_Aim of the exercise_
An exact copy of each record is required.

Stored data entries
- - -
PR #1381, opened 2017-07-05
MAM refactoring

michalwski:
This PR:
* simplifies `mam_lookup_messages` and `mam_muc_lookup_messages`. They now take only 3 parameters instead of 15. All parameter describing lookup criteria are now in a map. This makes both developing new backends and debugging easier
* moves common function related to jid manipulation to `mod_mam_utils` - reduces code duplication
* moves common function for calculating `msg_id` border to `mod_mam_utils` - another duplicated code reduction
* introduces `mam_iq` for function related to parsing MAM queries and building lookup parameters


apps/ejabberd/src/mod_mam_cassandra_arch.erl
```diff
@@ -275,37 +268,18 @@ message_id_to_remote_jid(PoolName, UserJID, BUserJID, MessID) ->
...
-                PageSize, LimitPassed, MaxResultLimit,
-                IsSimple) ->
+                #{owner_jid := UserJID, rsm := RSM, borders := Borders,
+                  start_ts := Start, end_ts := End, with_jid := WithJID,
+                  search_text := undefined, page_size := PageSize,
+                  limit_passed := LimitPassed, max_result_limit := MaxResultLimit,
+                  is_simple := IsSimple}) ->
     try
         PoolName = pool_name(UserJID),
         lookup_messages2(PoolName, Host,
```
fenek: I think that `lookup_messages2` should use map as well.

fenek:
Comments made in Cassandra archiver apply to the other backends as well.

michalwski:
@fenek I agree with all you said! The RP is what I had time so far, I know it's not perfect.
I'm not sure when I'll find more time to improve it.

fenek:
If you're not going to work on this e.g. until next week or even later, then I could do it for you. ;)

apps/ejabberd/src/mod_mam_cassandra_arch.erl
```diff
@@ -16,7 +17,7 @@
 %% MAM hook handlers
 -export([archive_size/4,
          archive_message/9,
-         lookup_messages/15,
+         lookup_messages/3,
```
arcusfelis: there is still archive_message/9 :)

apps/ejabberd/src/mod_mam_iq.erl
```diff
@@ -0,0 +1,140 @@
+-module(mod_mam_iq).
```
arcusfelis: I really want to name such modules mam_iq, not mod_mam_iq.
Because it's not ejabberd module.

Same with mod_mam_utils. Should be just mam_utils.

michalwski: I like the idea. I can rename `mod_mam_iq` to `mam_iq`. Regarding `mod_mam_utils` - we should rename it as well. In other PR though, I may simply don't have enough time for that...

apps/ejabberd/src/mod_mam_cassandra_arch.erl
michalwski: I know there is `archive_message/9` it wasn't my goal to change this in this PR.

apps/ejabberd/src/mod_mam.erl
```diff
@@ -484,28 +469,13 @@ handle_lookup_messages(
   From=#jid{},
   ArcJID=#jid{},
   IQ=#iq{xmlns=MamNs, sub_el = QueryEl}) ->
-    Now = p1_time_compat:system_time(micro_seconds),
+    Namespace = IQ#iq.xmlns,
```
fenek: Duplicate of `MamNs` matched in function head.

michalwski: Good catch! How could I miss that?

fenek: Brain overload caused by refactoring too long. :)

apps/ejabberd/src/mam_iq.erl
```diff
@@ -0,0 +1,140 @@
...
+fix_rsm(RSM=#rsm_in{id = <<>>}) ->
+    RSM#rsm_in{id = undefined};
+fix_rsm(RSM=#rsm_in{id = BExtMessID}) when is_binary(BExtMessID) ->
+    MessID = mod_mam_utils:external_binary_to_mess_id(BExtMessID),
+    RSM#rsm_in{id = MessID}.
+
+
+-spec elem_to_start_microseconds(jlib:xmlel()) -> 'undefined' | non_neg_integer().
+elem_to_start_microseconds(El) ->
+    maybe_microseconds(xml:get_path_s(El, [{elem, <<"start">>}, cdata])).
```
fenek: `exml_query`, please! :)

michalwski: Of course! :) That's copy-paste left over.

apps/ejabberd/src/mod_mam.erl
michalwski: Yes, that's right. Refactoring too much is overloading.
- - -
_Task solution_
PR #1381, opened 2017-07-05
MAM refactoring

michalwski:
This PR:
* simplifies `mam_lookup_messages` and `mam_muc_lookup_messages`. They now take only 3 parameters instead of 15. All parameter describing lookup criteria are now in a map. This makes both developing new backends and debugging easier
* moves common function related to jid manipulation to `mod_mam_utils` - reduces code duplication
* moves common function for calculating `msg_id` border to `mod_mam_utils` - another duplicated code reduction
* introduces `mam_iq` for function related to parsing MAM queries and building lookup parameters


apps/ejabberd/src/mod_mam_cassandra_arch.erl
```diff
@@ -275,37 +268,18 @@ message_id_to_remote_jid(PoolName, UserJID, BUserJID, MessID) ->
...
-                PageSize, LimitPassed, MaxResultLimit,
-                IsSimple) ->
+                #{owner_jid := UserJID, rsm := RSM, borders := Borders,
+                  start_ts := Start, end_ts := End, with_jid := WithJID,
+                  search_text := undefined, page_size := PageSize,
+                  limit_passed := LimitPassed, max_result_limit := MaxResultLimit,
+                  is_simple := IsSimple}) ->
     try
         PoolName = pool_name(UserJID),
         lookup_messages2(PoolName, Host,
```
fenek: I think that `lookup_messages2` should use map as well.

fenek:
Comments made in Cassandra archiver apply to the other backends as well.

michalwski:
@fenek I agree with all you said! The RP is what I had time so far, I know it's not perfect.
I'm not sure when I'll find more time to improve it.

fenek:
If you're not going to work on this e.g. until next week or even later, then I could do it for you. ;)

apps/ejabberd/src/mod_mam_cassandra_arch.erl
```diff
@@ -16,7 +17,7 @@
 %% MAM hook handlers
 -export([archive_size/4,
          archive_message/9,
-         lookup_messages/15,
+         lookup_messages/3,
```
arcusfelis: there is still archive_message/9 :)

apps/ejabberd/src/mod_mam_iq.erl
```diff
@@ -0,0 +1,140 @@
+-module(mod_mam_iq).
```
arcusfelis: I really want to name such modules mam_iq, not mod_mam_iq.
Because it's not ejabberd module.

Same with mod_mam_utils. Should be just mam_utils.

michalwski: I like the idea. I can rename `mod_mam_iq` to `mam_iq`. Regarding `mod_mam_utils` - we should rename it as well. In other PR though, I may simply don't have enough time for that...

apps/ejabberd/src/mod_mam_cassandra_arch.erl
michalwski: I know there is `archive_message/9` it wasn't my goal to change this in this PR.

apps/ejabberd/src/mod_mam.erl
```diff
@@ -484,28 +469,13 @@ handle_lookup_messages(
   From=#jid{},
   ArcJID=#jid{},
   IQ=#iq{xmlns=MamNs, sub_el = QueryEl}) ->
-    Now = p1_time_compat:system_time(micro_seconds),
+    Namespace = IQ#iq.xmlns,
```
fenek: Duplicate of `MamNs` matched in function head.

michalwski: Good catch! How could I miss that?

fenek: Brain overload caused by refactoring too long. :)

apps/ejabberd/src/mam_iq.erl
```diff
@@ -0,0 +1,140 @@
...
+fix_rsm(RSM=#rsm_in{id = <<>>}) ->
+    RSM#rsm_in{id = undefined};
+fix_rsm(RSM=#rsm_in{id = BExtMessID}) when is_binary(BExtMessID) ->
+    MessID = mod_mam_utils:external_binary_to_mess_id(BExtMessID),
+    RSM#rsm_in{id = MessID}.
+
+
+-spec elem_to_start_microseconds(jlib:xmlel()) -> 'undefined' | non_neg_integer().
+elem_to_start_microseconds(El) ->
+    maybe_microseconds(xml:get_path_s(El, [{elem, <<"start">>}, cdata])).
```
fenek: `exml_query`, please! :)

michalwski: Of course! :) That's copy-paste left over.

apps/ejabberd/src/mod_mam.erl
michalwski: Yes, that's right. Refactoring too much is overloading.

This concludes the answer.